▸ **EXERCISE BRIEF**: If a line in the entries includes "something", show that line.
INPUT MATERIAL Block Start
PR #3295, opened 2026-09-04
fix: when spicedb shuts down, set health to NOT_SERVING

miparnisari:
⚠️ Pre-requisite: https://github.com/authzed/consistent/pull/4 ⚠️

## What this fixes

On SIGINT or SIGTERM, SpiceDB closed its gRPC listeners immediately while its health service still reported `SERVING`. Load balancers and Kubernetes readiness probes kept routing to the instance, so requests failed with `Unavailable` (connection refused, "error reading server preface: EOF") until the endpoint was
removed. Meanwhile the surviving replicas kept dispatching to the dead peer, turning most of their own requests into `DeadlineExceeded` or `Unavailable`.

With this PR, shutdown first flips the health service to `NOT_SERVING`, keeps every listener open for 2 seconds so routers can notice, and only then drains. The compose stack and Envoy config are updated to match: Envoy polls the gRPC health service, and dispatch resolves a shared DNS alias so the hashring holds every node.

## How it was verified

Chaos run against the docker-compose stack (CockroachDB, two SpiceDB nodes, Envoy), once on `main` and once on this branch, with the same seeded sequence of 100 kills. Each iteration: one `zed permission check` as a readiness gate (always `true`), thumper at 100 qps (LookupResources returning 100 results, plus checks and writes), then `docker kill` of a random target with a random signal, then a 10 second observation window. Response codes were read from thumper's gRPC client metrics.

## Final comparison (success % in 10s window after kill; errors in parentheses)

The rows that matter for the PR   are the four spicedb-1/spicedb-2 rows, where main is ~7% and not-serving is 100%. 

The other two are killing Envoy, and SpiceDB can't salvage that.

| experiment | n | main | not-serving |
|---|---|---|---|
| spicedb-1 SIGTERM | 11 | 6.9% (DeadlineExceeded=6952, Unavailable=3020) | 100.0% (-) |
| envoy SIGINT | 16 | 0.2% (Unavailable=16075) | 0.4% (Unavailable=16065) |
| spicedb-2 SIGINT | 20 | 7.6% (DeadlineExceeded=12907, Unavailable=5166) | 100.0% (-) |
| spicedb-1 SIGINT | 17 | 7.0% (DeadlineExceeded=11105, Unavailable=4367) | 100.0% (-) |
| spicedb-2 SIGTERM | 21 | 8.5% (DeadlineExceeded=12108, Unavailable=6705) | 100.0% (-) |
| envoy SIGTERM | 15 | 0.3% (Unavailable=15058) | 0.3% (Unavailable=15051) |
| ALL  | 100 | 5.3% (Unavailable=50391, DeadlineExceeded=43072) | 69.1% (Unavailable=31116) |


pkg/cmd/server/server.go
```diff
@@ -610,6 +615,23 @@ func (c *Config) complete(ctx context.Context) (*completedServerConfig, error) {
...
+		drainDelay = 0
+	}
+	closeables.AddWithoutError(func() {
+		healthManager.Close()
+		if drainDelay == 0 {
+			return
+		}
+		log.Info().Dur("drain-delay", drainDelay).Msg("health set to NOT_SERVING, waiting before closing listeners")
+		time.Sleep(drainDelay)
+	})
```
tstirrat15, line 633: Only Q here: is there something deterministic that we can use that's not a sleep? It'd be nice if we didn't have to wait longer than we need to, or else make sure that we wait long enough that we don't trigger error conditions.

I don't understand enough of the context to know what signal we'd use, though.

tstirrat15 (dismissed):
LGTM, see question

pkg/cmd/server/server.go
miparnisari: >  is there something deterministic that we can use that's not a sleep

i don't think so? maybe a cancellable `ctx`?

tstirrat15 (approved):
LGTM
INPUT MATERIAL Block End
▸ **REPLY**:
tstirrat15, line 633: Only Q here: is there something deterministic that we can use that's not a sleep? It'd be nice if we didn't have to wait longer than we need to, or else make sure that we wait long enough that we don't trigger error conditions.
miparnisari: >  is there something deterministic that we can use that's not a sleep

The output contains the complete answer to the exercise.